PROBLEM STATEMENT:
Up to and including the line with "1. It can't", please set down the entries below exactly, starting from the first line.

==== PROVIDED RECORDS ====

PR #463, opened 2024-02-26
Deploy an arbitrary number of Edge GlanceAPI

fmount:
To be able to serve workloads behind different backends that live at the `Edge` site, the operator should be able to be aware of a `GlanceAPI` `Edge` instance type.
An `Edge` instance has the following traits:

1. It can't be promoted as a `Central API` and registered in `Keystone` (or switched to a `central` API during a CR update);
2. It has neither a public endpoint (public `Service`), nor a `Route` associated;
3. It can only be reached via `Internal` `Service/endpoint`;
4. It still provides an `headless Service` to take advantage of `distributed image import` (it especially enables HA at application level)

Implements: [OSPRH-2679](https://issues.redhat.com/browse/OSPRH-2679)


konan-abhi:
> 4\. It still provides an `headless Service` to take advantage of `distributed image import` (it especially enables HA at application level)

Since it can't be promoted as Central API we really don't required distributed image import supported at edge site (unless we are going to have more than one replicas which I doubt we will be having for edge site.)

konan-abhi (approved):
Changes looks good to me, we need to verify that copy-image import method is enabled in edge deployment at central site + edge site and image is copied from central site to edge site.

Let me know if you need details about how to copy image between two glance sites.

Thank you!!

fmount:
> copy-image import method is enabled in edge deployment at central s

We can definitely come up w/ a guide for the `copy-image` import method, but I suspect is something we document and ask to enable via `customServiceConfig`. We'll follow up on that part soon!

PR #472, opened 2024-03-04
Use bind_host=localhost

rabi:
Using `localhost` would allow bind_host to use the correct loopback address for ipv6.


hjensas (approved):

fultonj:
+2 Makes sense to me. 

Any comments @fmount @konan-abhi ?

fmount:
Works for me, thanks @fultonj for pinging

fmount (approved):
/lgtm

PR #473, opened 2024-03-05
Use PodManagementPolicy: appsv1.ParallelPodManagement for statefulset

stuggi:
With the default PodManagementPolicy: OrderedReadyPodManagement the statefulset controller will only progress pods when the previous/current pod is ready or terminated.

When service configuration changes while the pod is starting and the new configuration requires e.g. additional volume mounts the initial pod will never reach ready and therefore an update won't happen.

With ParallelPodManagement the statefulset controller will not wait for pods to be ready or complete termination.

### DIFF
--- a/pkg/glanceapi/statefulset.go
+++ b/pkg/glanceapi/statefulset.go
@@ -190,7 +190,8 @@ func StatefulSet(
 			Selector: &metav1.LabelSelector{
 				MatchLabels: labels,
 			},
-			Replicas: instance.Spec.Replicas,
+			PodManagementPolicy: appsv1.ParallelPodManagement,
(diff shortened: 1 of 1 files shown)


fmount (approved):
/lgtm

pkg/glanceapi/statefulset.go
```diff
@@ -190,7 +190,8 @@ func StatefulSet(
 			Selector: &metav1.LabelSelector{
 				MatchLabels: labels,
 			},
-			Replicas: instance.Spec.Replicas,
+			PodManagementPolicy: appsv1.ParallelPodManagement,
```
fmount, line 193: totally makes sense, thanks for this patch!

PR #481, opened 2024-03-19
Re-init conditions for each reconcile

fmount:
This patch is part of the updates/upgrades related effort, and as proposed for other operators, it re-inits the conditions when a reconcile is performed. By doing this we can catch issues and set conditions to False if a requirement is not met.

Related: [OSPRH-5698](https://issues.redhat.com/browse/OSPRH-5698)

### DIFF
--- a/controllers/glance_controller.go
+++ b/controllers/glance_controller.go
@@ -699,8 +699,14 @@ func (r *GlanceReconciler) reconcileNormal(ctx context.Context, instance *glance
 		return ctrlResult, err
 	}
 	instance.Status.Conditions.MarkTrue(condition.CronJobReadyCondition, condition.CronJobReadyMessage)
-
 	// create CronJob - end
+
+	// We reached the end of the Reconcile, update the Ready condition based on
+	// the sub conditions
+	if instance.Status.Conditions.AllSubConditionIsTrue() {
+		instance.Status.Conditions.MarkTrue(
+			condition.ReadyCondition, condition.ReadyMessage)
+	}
 	return ctrl.Result{}, nil
 }
 
@@ -873,6 +879,10 @@ func (r *GlanceReconciler) apiDeploymentCreateOrUpdate(
 	apiSpec.GlanceAPITemplate.StorageRequest = instance.Spec.StorageRequest
 	apiSpec.GlanceAPITemplate.StorageClass = instance.Spec.StorageClass
 	apiSpec.MemcachedInstance = memcached.Name
+	// Make sure to inject the ContainerImage passed by the OpenStackVersions
+	// resource to all the underlying instances and rollout a new StatefulSet
+	// if it has been changed
+	apiSpec.GlanceAPITemplate.ContainerImage = instance.Spec.ContainerImage
 
 	// We select which glanceAPI should register the keystoneEndpoint by using
 	// an API selector defined in the main glance CR; if it matches with the
--- a/controllers/glance_controller.go
+++ b/controllers/glance_controller.go
@@ -123,6 +123,17 @@ func (r *GlanceReconciler) Reconcile(ctx context.Context, req ctrl.Request) (res
 		return ctrl.Result{}, err
 	}
 
+	// initialize status if Conditions is nil, but do not reset if it already
+	// exists
+	isNewInstance := instance.Status.Conditions == nil
+	if isNewInstance {
+		instance.Status.Conditions = condition.Conditions{}
+	}
+
+	// Save a copy of the condtions so that we can restore the LastTransitionTime
+	// when a condition's state doesn't change.
+	savedConditions := instance.Status.Conditions.DeepCopy()
+
 	// Always patch the instance status when exiting this function so we can persist any changes.
 	defer func() {
 		// update the Ready condition based on the sub conditions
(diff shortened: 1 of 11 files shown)


fmount:
First checking a CI execution and see if we have gaps with the current tests.

controllers/glance_controller.go
```diff
@@ -152,31 +152,31 @@ func (r *GlanceReconciler) Reconcile(ctx context.Context, req ctrl.Request) (res
...
 
-		instance.Status.Conditions.Init(&cl)
+	instance.Status.Conditions.Init(&cl)
 
-		// Register overall status immediately to have an early feedback e.g. in the cli
-		return ctrl.Result{}, nil
-	}
+	// Register overall status immediately to have an early feedback e.g. in the cli
+	//return ctrl.Result{}, nil
+	//}
```
gibizer, line 179: * I guess you don't want to carry commented out code.
* also we need to be aware that this change means there will be a longer time period where the status.Conditions will be nil on the CR after create. This might cause visible failures of pre-existing bugs around condition handling.

fmount: +1 for the commented code, I just started testing the behavior of the operator when those conditions are re-initialized on each reconcile.
I think in general is good if we can catch bugs around wrong conditions handling at this stage. For `nil`, you mean we have a longer period w/ an `UnknownCondition` ?

gibizer: I mean we will have a longer period between CR creation and the first update on the CR that initialize the Status.Condition field from nil to a list of conditions.

controllers/glance_controller.go
```diff
@@ -156,16 +156,18 @@ func (r *GlanceReconciler) Reconcile(ctx context.Context, req ctrl.Request) (res
 		instance.Status.Conditions = condition.Conditions{}
 	}
 
-	// initialize conditions used later as Status=Unknown
+	// initialize conditions used later as Status=Unknown, except the ReadyCondition
+	// that should be False when we start
 	cl := condition.CreateList(
+		// Mark ReadyCondition as False from the beginning
+		condition.FalseCondition(condition.ReadyCondition, condition.InitReason, condition.SeverityInfo, condition.ReadyInitMessage),
```
gibizer, line 163: as the reconcile loop always exit via the logic in the deferred call https://github.com/openstack-k8s-operators/glance-operator/blob/ca211863b3824313ae1794af92179b8a4a44214f/controllers/glance_controller.go#L129-L139 this should not be necessary as the deferred call will either set the ReadyCondition to True all mirror the status of the most sever condition in the list.

controllers/glanceapi_controller.go
```diff
@@ -642,6 +670,11 @@ func (r *GlanceAPIReconciler) reconcileNormal(ctx context.Context, instance *gla
 				err.Error()))
 			return ctrlResult, err
 		} else if (ctrlResult != ctrl.Result{}) {
+			instance.Status.Conditions.MarkFalse(
```
gibizer, line 673: nit: I would consider this as Unknown instead of False based on the last bulletpoint of https://github.com/openstack-k8s-operators/docs/blob/main/conditions.md#conditions-in-openstack-k8s-operators-podified-controlplane-operators

controllers/glanceapi_controller.go
```diff
@@ -661,6 +694,11 @@ func (r *GlanceAPIReconciler) reconcileNormal(ctx context.Context, instance *gla
 			err.Error()))
 		return ctrlResult, err
 	} else if (ctrlResult != ctrl.Result{}) {
+		instance.Status.Conditions.MarkFalse(
```
gibizer, line 697: ditto this feels something in progress

controllers/glanceapi_controller.go
```diff
@@ -683,6 +721,12 @@ func (r *GlanceAPIReconciler) reconcileNormal(ctx context.Context, instance *gla
 	} else if hashChanged {
 		// Hash changed and instance status should be updated (which will be done by main defer func),
 		// so we need to return and reconcile again
+		r.Log.Info(fmt.Sprintf("%s... requeueing", condition.ServiceConfigReadyInitMessage))
+		instance.Status.Conditions.MarkFalse(
+			condition.ServiceConfigReadyCondition,
+			condition.InitReason,
+			condition.SeverityInfo,
+			condition.ServiceConfigReadyInitMessage)
 		return ctrl.Result{}, nil
```
gibizer, line 730: This is confusing for me. The log states requeueing but we does not return a requeue result but a success result. Also setting the condition to False and then indicating success is a contradiction to me.

controllers/glance_controller.go
fmount: right, I'm just not there yet because I'm not sure that re-asserting all the conditions is the right thing to do at the end of the reconcile loop. I'm going to update this patch soon, and the plan is to remove this evaluation from the defer call

controllers/glanceapi_controller.go
fmount: right, the wording is probably wrong. I'll remove the `log` message because is a leftover, but the main idea is to mark the condition as False because the next reconcile will update the deployment based on the input that have changed.
Does this makes sense? I think I can't set this condition to True if I still have to reconcile based on the new Input

controllers/glanceapi_controller.go
fmount: Based on this code, `instance.Spec.TLS.CaBundleSecretName` is not empty, `ValidateCACertSecret` fails, and I assume there's something that should be changed somewhere in the CR (or the openstack-operator), so I'm not sure that the glance-operator has the logic to make this progressing to a `Status=True` state without any "external" or "user" related intervention: am I interpreting this scenario wrong?

controllers/glanceapi_controller.go
fmount: same comment I had above

controllers/glance_controller.go
fmount: There is a side conversation on the meaning of the `isReady` here, that's why I did not update this code so far.

controllers/glanceapi_controller.go
gibizer: We discussed this over a call. I think the return statement can be removed and let the rest of the reconcile roll out the new hash

fmount: yeah, this is not required, I can confirm that progressing in the current loop, instead of returning, takes care about rolling new pods out.
I'm going to remove the whole `else if` as part of the next update.

controllers/glanceapi_controller.go
fmount: I had a comment on [1], but if it meets the definition of `Unknown` I'm ok to change it to `Unknown`. Also this is not an `error` situation, we're comparing `ctrlResult != ctrl.Result{}` but actually no error is returned, so I think it makes sense to move it to use `Unknown` instead of `False`. Comparing `ctrlResult != ctrl.Result{}` feels like something still in progress rather than an error that should mark the condition to `False` and return an `err`.
Thank you, this is a good catch! I'll change that in my next iteration.

[1] https://github.com/openstack-k8s-operators/docs/pull/99

controllers/glanceapi_controller.go
fmount: Comparing `ctrlResult != ctrl.Result{}` feels like something still `in-progress` rather than an `error` that should mark the `condition` to `False` and return an `err`.
I'll change this part as well in my next iteration to match the other similar comment I had in a different piece of code that does the same comparison.

dprince (approved):

PR #482, opened 2024-03-19
Do not set image_conversion config options for internal Pods

fmount:
This patch fixes a minor issue in the backends `README`, and also enables `image_conversion` for **external** pods only.
If a pod is single/edge/internal, it won't have an `image_conversion` `PVC`, hence the related config in `00-config` is not required.

Related: [OSPRH-5690](https://issues.redhat.com/browse/OSPRH-5690)

### DIFF
--- a/config/samples/backends/README.md
+++ b/config/samples/backends/README.md
@@ -58,8 +58,8 @@ If we already have a deployment working we can always use
 When Ceph is adopted as a backend, Glance `image-conversion` is enabled by default.
 It's realized through a dedicated `PVC` (built by the `StatefulSet` via templates)
 that is mounted to the `/var/lib/glance/os_glance_staging_store` path.
-A `glance-conversion` PVC can be found with if the Glance **external** Pod is
-inspected via the `oc describe pod .. ` command:
+A `glance-conversion` PVC can be found inspecting the Glance **external** Pod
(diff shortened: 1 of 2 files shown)


fmount:
@konan-abhi can you confirm that in the `internal` Pod (which is still configured with `Ceph`), we do not require the image_conversion config in 00-config?
We do not attach the `glance-conversion` PVC to an internal/edge/single Pod, hence I think the image_conversion options are not required in 00-conifg (we can leave `no_op`).
Are these assumptions correct?

konan-abhi:
> @konan-abhi can you confirm that in the `internal` Pod (which is still configured with `Ceph`), we do not require the image_conversion config in 00-config? We do not attach the `glance-conversion` PVC to an internal/edge/single Pod, hence I think the image_conversion options are not required in 00-conifg (we can leave `no_op`). Also, the internal Pod is not used to do any conversion that only happens in the external instance. Are these assumptions correct?

++ We do not need this enabled to internal pod. Actually we don't need any import plugins or import methods set for internal pods since other services do not use image import workflow at all.

On the other hand even if it remains in config file it is kind of noop for internal pod, it will not cause any regression.

konan-abhi (approved):
Looks good, thank you!

PR #483, opened 2024-03-20
Do not run db-sync as root

fmount:
This patch introduces a `glanceSecurityContext` function to make sure we do not run `db-sync` as root.
This is supposed to avoid issues during the bootstrap process, and a follow up patch will extend the `scc` to both the `-api` and `-httpd` containers.

### DIFF
--- a/pkg/glance/const.go
+++ b/pkg/glance/const.go
@@ -46,12 +46,14 @@ const (
 	// PvcImageConv is used to define a PVC mounted for image conversion purposes
 	// when Ceph is detected as a backend
 	PvcImageConv PvcType = "imageConv"
-
 	// GlancePublicPort -
 	GlancePublicPort int32 = 9292
 	// GlanceInternalPort -
 	GlanceInternalPort int32 = 9292
-
+	// GlanceUID - https://github.com/openstack/kolla/blob/master/kolla/common/users.py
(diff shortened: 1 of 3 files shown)


pkg/glance/const.go
```diff
@@ -90,6 +92,9 @@ const (
 	CachePruner CronJobType = "pruner"
 	//ImageCacheDir -
 	ImageCacheDir = "/var/lib/glance/image-cache"
+
+	// GlanceDBSyncCommand -
+	GlanceDBSyncCommand = "/usr/local/bin/kolla_start"
```
fmount, line 97: we don't need `kolla_set_config` because we already mount `00-config.conf` in the target directory (`/etc/glance/glance.conf.d/`).

pkg/glance/funcs.go
```diff
@@ -53,3 +54,22 @@ func GetGlanceAPIName(name string) string {
 	}
 	return api
 }
+
+// glanceSecurityContext - currently used to make sure we don't run db-sync as
+// root user
+func glanceSecurityContext() *corev1.SecurityContext {
+	trueVal := true
```
konan-abhi, line 61: nit: 
Why can't we define this in const.go?

konan-abhi (approved):
Looks good, thank you!

PR #969, opened 2026-08-03
Include ssl.conf in httpd configuration

fmount:
The `ssl.conf` rendered by `lib-common` was placed by `kolla` into `conf.d/` but never loaded because the Include `conf.d/*.conf` directive was commented out. This left global `SSL` hardening settings (cipher suite, protocol restrictions, session cache) at `mod_ssl` defaults instead of the operator-managed values.

Jira: https://redhat.atlassian.net/browse/OSPRH-34152


stuggi (approved):
/lgtm

PR #976, opened 2026-08-11
Add transport URL secret rotation with consumer finalizer

lmiccini:
## What this does

When infra-operator rotates a RabbitMQ transport URL (creating a new secret and user), consumer operators must hold a **consumer finalizer** on the old secret until all their pods have rolled out with the new credentials. Without this, infra-operator cleans up the old RabbitMQ user while pods are still connected with the old credentials, causing message-bus outages.

## Approach (updated)

> **Note:** this PR was reworked from the original grace-period design to an event-driven "applied input hash" design. The old approach released the finalizer after a fixed grace period based on the parent `Ready` condition, which was racy against the informer cache and could revoke credentials prematurely. The new approach releases the finalizer only once every child has provably rolled out.

1. Add a consumer finalizer to the current transport URL secret early in reconcile. `Status.TransportURLSecret` is set for first-time setup only (empty or unchanged); during rotation the status is updated solely by `FinalizeSecretRotation` at the end of reconcile.

2. Pass `transportURL.Status.SecretName` directly to sub-CR creation and config generation as a parameter — never read `Status.TransportURLSecret` for sub-CR specs.

3. Each child controller records an `AppliedInputSecretHash` in its status, set only after `statefulset.IsReadyForInput` / `deployment.IsReadyForInput` confirms — via an uncached API read — that the workload is fully rolled out with the expected `CONFIG_HASH`.

4. The parent mirrors a child's Ready condition only when its `Generation == ObservedGeneration` and `AppliedInputSecretHash` matches the current input hash; otherwise it sets the condition to Unknown.

5. Guard: `FinalizeSecretRotation` removes the consumer finalizer from the old secret only when every child reports the expected hash and is ready. The guard is computed from `Conditions.AllSubConditionIsTrue()` (not `IsReady()`), because `Conditions.Init()` resets the `Ready` condition to Unknown on every reconcile.

The same pattern applies to notification transport URL secrets and application-credential secrets where applicable.

## Dependency

Depends on the lib-common `IsReadyForInput` / `FinalizeSecretRotation` helpers (currently pinned via a `replace` to the fork commit while the lib-common PR is in review).


lmiccini:
recheck

internal/controller/glance_controller.go
```diff
@@ -611,11 +647,31 @@ func (r *GlanceReconciler) reconcileNormal(ctx context.Context, instance *glance
 				condition.NotificationBusInstanceReadyRunningMessage))
 			return glance.ResultRequeue, nil
 		}
+
+		// Set status early for first-time setup so PatchInstance persists it
+		// even on early returns. During rotation (old != current), the status
+		// is only updated by FinalizeSecretRotation at end of reconcile.
+		if instance.Status.NotificationBusSecret == "" ||
+			instance.Status.NotificationBusSecret == currentNotificationSecret {
```
stuggi: does this make sense if we set it to the same in the condition? should it just be `instance.Status.NotificationBusSecret == ""` ?

stuggi:
@coderabbitai full review

stuggi (approved):
/lgtm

====

SOLUTION TO THIS EXERCISE:
PR #463, opened 2024-02-26
Deploy an arbitrary number of Edge GlanceAPI

fmount:
To be able to serve workloads behind different backends that live at the `Edge` site, the operator should be able to be aware of a `GlanceAPI` `Edge` instance type.
An `Edge` instance has the following traits:

1. It can't be promoted as a `Central API` and registered in `Keystone` (or switched to a `central` API during a CR update);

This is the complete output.